By Jonathan Northrop - Columnist

With a dramatic World Series concluding a few nights ago (Congratulations to the Cardinals and their fans), Hot Stove Season is finally fully upon us! As we approach the Winter Meetings, this series of articles can be seen as an Offseason Primer - looking at the different aspects of the Angels team, from the recent past, the year just ended, and 2012 and beyond (or, as the sub-title of the first part described, the "recent past, painful present, and hopeful future"). The other two parts can be found here: Part 1: Introduction and Catcher and Part 2: First Base and Designated Hitter.

Prelude: Stat Talk
In the first part I explained a few popular statistical metrics used by Fangraphs and other sites. In this part I would like to explain some terms that I often use to describe players of different tiers. These terms are largely subjective, although have rough correlates with WAR and other statistics.

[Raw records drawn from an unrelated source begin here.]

PR #2127, opened 2020-10-08
Fix wrong error thrown on DXR wizard fixup

FrancescoC-unity:
Fix for https://fogbugz.unity3d.com/f/cases/1263049/ 

Turns out SystemInfo.supportsRayTracing returns false for every device but D3D12, however the error message is confusing implying that the issue is not on the device type but is an hardware/OS issue. 

Upon fixing all, the API is set to D3D11 before the restart, hence it throws an error even though there is no real issue. 

I modified the error and what gets triggered at what stage in a way that we don't mention wrong hw unless we are sure that D3D12 is already set.


sebastienlagarde (approved):

TomasKiniulis (approved):
Cool that works!

Did a check when Template is set to "Fix All" and Restarted on DX11 and when project is already set to DX12, works as expected

PR #2129, opened 2020-10-08
Universal/update changelog

phi-lira:
### Purpose of this PR
 Added missing changelog entries. Code for those landed in 10.0, so  added to that section to avoid confusion.


com.unity.render-pipelines.universal/CHANGELOG.md
```diff
@@ -123,6 +123,7 @@ and this project adheres to [Semantic Versioning](http://semver.org/spec/v2.0.0.
 - Use SystemInfo to check if multiview is supported instead of being platform hardcoded
 - Default attachment setup behaviour for ScriptableRenderPasses that execute before rendering opaques is now set use current the active render target setup. This improves performance in some situations.
 - Combine XR occlusion meshes into one when using single-pass (multiview or instancing) to reduce draw calls and state changes.
+- Universal built-in shaders now use local material keywords. This reduced the amount of global keywords used by the pipeline resulting in more space for global user keywords.
```
oleks-k, line 126: Is this edition correct?
"URP pre-built shaders now use local Material keywords instead of global keywords. This increases the amount of available global user-defined Material keywords."

phi-lira: fixed

PR #2133, opened 2020-10-08
Decal selection pass

adrien-de-tocqueville:
### Purpose of this PR

Fix https://fogbugz.unity3d.com/f/cases/1217722/
The HDRP and SG decal materials had no scene selection pass so picking didn't work in the editor

Unlike what's stated in the bug report, hdrp decal picking didn't work for me either, so I fixed it for both materials.
Actually it appears they could only be selected when clicking on a backface, but now it works

---
### Testing status

Tested decal picking on the repro scene with HDRP and SG materials


sebastienlagarde:
Please sure to test with both decal projector and mesh decal.  + Need to check with Yamato as changing the order of passes is always tricky in decal.

sebastienlagarde:
https://yamato.cds.internal.unity3d.com/jobs/902-Graphics/tree/HDRP%252Fdecal-selection-pass/.yamato%252Fall-hdrp.yml%2523All_HDRP_2020.2/3756743/job

adrien-de-tocqueville:
Decal projector still don't work but we agreed it's not necessary. Yamato seems ok with the changes
I am not sure how to test the stripper but looking at the code it looks like it should work ^^

sebastienlagarde (commented):
I need to think more about this, but I have hard time to figure out how it works , as code is separate between projector and mesh (and we used shaderpass to identify it), but the selection pass can't make this distinction.

adrien-de-tocqueville:
Replaced by https://github.com/Unity-Technologies/Graphics/pull/2234

PR #2386, opened 2020-10-26
[11.x.x] Fixing NullReferenceException with Lift Gamma Gain & upgrading URP Package

ellioman:
# Purpose of this PR
Fixes issue [#1283588](https://issuetracker.unity3d.com/issues/argumentnullexception-is-thrown-when-upgrading-urp-package-and-volume-with-lift-gamma-gain-is-focused-in-inspector)

The solution is to simply create the material in OnGUI instead of in the constructor, like is done it other places.

# What has been tested?
Upgraded the project between 8.2.0 and a version containing the changes in this PR.

# Yamato
https://yamato.cds.internal.unity3d.com/jobs/902-Graphics/tree/universal%252Fbugfix-1283588

### DIFF
--- a/com.unity.render-pipelines.universal/Editor/Overrides/ShadowsMidtonesHighlightsEditor.cs
+++ b/com.unity.render-pipelines.universal/Editor/Overrides/ShadowsMidtonesHighlightsEditor.cs
@@ -16,6 +16,7 @@ namespace UnityEditor.Rendering.Universal
         SerializedDataParameter m_HighlightsStart;
         SerializedDataParameter m_HighlightsEnd;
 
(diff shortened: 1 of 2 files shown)


erikabar (approved):
Verified case 1283588
Also checked all the rest Post Processing Volume overrides, upgrading from 8.2 to this branch in 2021.1 and upgrading from 2020.1 + 8.2 to 2021.1 + this branch

phi-lira (approved):

phi-lira:
Are any of those shaders used at runtime?

martint-unity (approved):
LGTM

phi-lira:
merging to stage branch

PR #2387, opened 2020-10-27
 Axf raytracing support [21.1]

slunity:
---
### Purpose of this PR
Add support for raytracing for AxF materials (includes performance and quality mode, and recursive raytraced rendering for specific objects)

---
### Testing status
Ran tests that contain AxF materials locally, updated those where needed.
Currently running yamato
https://yamato.cds.internal.unity3d.com/jobs/902-Graphics/tree/axf-raytracing
https://yamato.cds.internal.unity3d.com/jobs/902-Graphics/tree/axf-raytracing/.yamato%252F_abv.yml%2523all_project_ci_trunk/3974812/job

https://yamato.cds.internal.unity3d.com/jobs/902-Graphics/tree/axf-raytracing/.yamato%252Fall-hdrp.yml%2523All_HDRP_trunk/3981836/job

---
### Comments to reviewers

-Recursive rendering (object-specific), quality raytraced reflection, 1 bounce and multibounce, performance reflection (with gbuffer lit proxy) have all been implemented and tested. 
-Caveat: No path for transparent has been coded though
-Texture filtering has been added, as it is useful when reflections are clear, or for recursive rendering (which itself is useful for high quality reflections while still not tanking performance and enabling scene-wide quality reflections), where the primary ray is also raytraced and not rasterized.

-The UI has 3 parameters added: 
* A filtering amount slider for the aforementioned filtering feature
* A slider to adjust thetaH (half angle - NdotH) for indirect lighting for the carpaint model for the BRDF color table. This is useful since in split sum scenario (including indirect raytraced), this can't be calculated, so it was arbitrarily set to zero. Carpaints have a color shift table that also depend on thetaH. Some reflections have a hue that is a bit off because of that, but this slider allows to adjust that on a per material basis, effectively selecting a pixel column in the brdfcolor table where thetaD will vary.
* A slider to adjust thetaH (half angle - NdotH) for indirect lighting for the carpaint model for flakes. This is useful to adjust independently of the above, because it can control how easy it is to see flakes depending on the material.

Some pictures of the features described above and various results:

0a - axf rasterized primary filtering
0b - axf raytraced primary (recursive rendering) no filtering
0c - axf raytraced primary (recursive rendering) cone filtering
1 axf raytraced reflection color hue thetaH
2a axf carpaint performance mode (gbuffer proxy for 1 bounce raytraced reflections)
2b axf carpaint performance mode (gbuffer proxy for 1 bounce raytraced reflections) B
3a axf carpaint raytraced reflection quality mode
3b axf carpaint quality mode multibounce
4a axf mirror (alu) axf mirroring axf - recursive mode still perf
4b axf mirror (alu) performance raytraced reflection axf reflecting other axf (fixed bug in 2046 a)


com.unity.render-pipelines.high-definition/Runtime/Material/AxF/AxF.hlsl
```diff
@@ -86,89 +129,127 @@
...
+// From Walter 2007 eq. 40
+// Expects incoming pointing AWAY from the surface
+// eta = IOR_above / IOR_below
+// rayIntensity returns 0 in case of total internal reflection
+//
+// Walter et al. formula seems to have a typo in it: the b term below
+// needs to have eta^2 instead of eta.
+// Note also that our sign(c) term here effectively makes the refractive
+// surface dual sided.
+float3  Refract(float3 incoming, float3 normal, float eta, out float rayIntensity)
```
sebastienlagarde, line 174: Lets move this functoin in commonlighting.hlsl or in bsdf?

sebastienlagarde: @eturquin don't we have those function already somewhere?

sebastienlagarde: Will be required in the future anyway by other part of the code

com.unity.render-pipelines.high-definition/Runtime/Material/AxF/AxF.hlsl
```diff
@@ -86,89 +129,127 @@
...
-{
-    return bsdfData.geomNormalWS;
+    const float exitBiasIfTIR = NdotVMinCosSpread; // so our exit direction isn't completely grazing
+
+    float k = eta * c - sign(c) * sqrt(saturate(b)) + (noTIR ? 0: exitBiasIfTIR);
+    float3 R = k * normal - eta * incoming;
+
+    float3 criticalDir = (float3)0;
+    incomingSaturated = incoming;
+    if (noTIR == false)
```
sebastienlagarde, line 234: will be better to say (if hasTIR)  :)

com.unity.render-pipelines.high-definition/Runtime/Material/AxF/AxF.hlsl
```diff
@@ -184,10 +265,13 @@ float GetPreIntegratedFGDCookTorranceSampleMutiplier()
     // The other term is mostly a tweak to enable a desired match eg VRED
 }
 
-#define DIFFUSE_INDIRECT_FUDGE_FACTOR (1.0)
-#define ENVIRONMENT_LD_FUDGE_FACTOR (1.0)
-#define LTC_L_FUDGE_FACTOR (1.0)
-#define SSR_L_FUDGE_FACTOR (1.0)
+// Safe version preventing NaNs when IOR = 1
+real F_FresnelDieletricSafe(real IOR, real u)
```
sebastienlagarde, line 269: We already have a fresnel like this in bsdf.hlsl

sebastienlagarde (commented):
@slunity . Please this PR should be about adding Raytracing support, but it is full of plenty other change. You must learn to separte change in PR so they can be properly review...

slunity:
> @slunity . Please this PR should be about adding Raytracing support, but it is full of plenty other change. You must learn to separte change in PR so they can be properly review...

They are not real changes, they are moves/re-orders that were required so some already existing functionality could be called in two different contexts in AxFRaytracing.hlsl using SurfaceData and BsdfData.

sebastienlagarde (commented):
@slunity . Please this PR should be about adding Raytracing support, but it is full of plenty other change. You must learn to separte change in PR so they can be properly review...

Outside of few comment and the fact that there is a mix of various stuff, it seems good. 
Just factor some function and moves them. I don't know if @eturquin comment are already address or not?

slunity:
> @slunity . Please this PR should be about adding Raytracing support, but it is full of plenty other change. You must learn to separte change in PR so they can be properly review...
> 
> Outside of few comment and the fact that there is a mix of various stuff, it seems good.
> Just factor some function and moves them. I don't know if @eturquin comment are already address or not?

I'm in the process of doing the update like merging latest master

com.unity.render-pipelines.high-definition/CHANGELOG.md
```diff
@@ -8,6 +8,8 @@ and this project adheres to [Semantic Versioning](http://semver.org/spec/v2.0.0.
 
 ### Added
 - Added a new API to bake HDRP probes from C# (case 1276360)
+- Added support for raytracing for AxF material
+- Added area light moment shadows for AxF material
```
sebastienlagarde, line 12: it is not moment shadow but just exponential. Let's just say add area shadow support

com.unity.render-pipelines.high-definition/Runtime/Material/AxF/AxF.hlsl
eturquin: We could use HLSL's refract()? (returns null vector if no refraction)

slunity:
Note: I've gone through the reformating process. The yamato format job has failures, although none related to files this PR is touching. I've noticed that locally, the unity-meta format checker script shows I have 106 files needing reformating, so it seems merging master has re-introduced non conforming files. 

I could check that eg in master, SkyManager.cs had indeed such format problems:

image

I don't know why these are not showing up in the yamato job though.

sebastienlagarde (approved):
@slunity We will merge this PR as it is but please do a follow up PR to move/share all the refraction function you have added.

Also not a fan of the new parameter you have added. As it is simply impossible to an artists to understand what it mean. You really need to involve artists when adding new param.  As it is AxF I let it pass as it is suppose to be automatic, but there is no way an artists have any clue about what the property is diong with such a name...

  • superstar - one of the dozen or so best players in baseball; a 7+ WAR performer.
  • star - one of the best players at their position; a 5-7 WAR performer.
  • borderline star - one of the top third or so players at their position; a 3-5 WAR performer.
  • quality regular - an average or above average regular; a 2-3 WAR performer.
  • marginal regular/platoon player - a mediocre or below average regular or good bench player; a 1-2 WAR performer.
  • bench player - a 0-1 WAR performer.
  • scrub - a replacement level player; a 0 WAR or worse performer.
These terms are mainly used to describe a player, although they can also be used to refer to a single season. But most players fluctuate somewhat; the terms are mainly used to describe their overall (current) value. For instance, according to WAR Albert Pujols had his first sub-superstar year in 2011 since 2002, with a .907 OPS and a 5.1 WAR, and only his second season out of twelve that he had a WAR below 7.5--a truly remarkable feat. While Pujols, at age 32, may have seen his best years, it is still likely that he can maintain a superstar level for a couple more years or, at the least, he deserves the benefit of the doubt given his "superstellar" record.

To give some context to those WAR ratings, in 2011 there were 8 position players and 3 pitchers with a 7+ WAR (thus 11 superstars); 23 positions players and 12 pitchers with a 5-7 WAR (35 stars); 53 position players and 31 pitchers with a 3-5 WAR (84 borderline stars); and 87 position players and 58 pitchers in the 2-3 WAR range (145 quality regulars). There are year to year variations, but over the last decade those are about the norms. They also tell us that the average major league team has 1-2 stars or superstars, 2-3 borderline stars, and about 5 quality regulars - or, in total, 8-10 quality regulars or better. Of course there are few "average" major league teams, so that good major league teams have something more than that and poor teams something less.

As a general rule, when I use a term like "borderline star" I am talking about a player that is well above average and one of the top 100-120 players in baseball, which makes him in the top 10% of players on 40-man rosters, but not one of the true elite. When I say "star" I am roughly talking about a top 50 player, one of the better players at their position, but not one of the very best in the game. For a player to be called a "superstar" they need to be one of the 10 or 12 best players in the game and perhaps have an argument for best in the game.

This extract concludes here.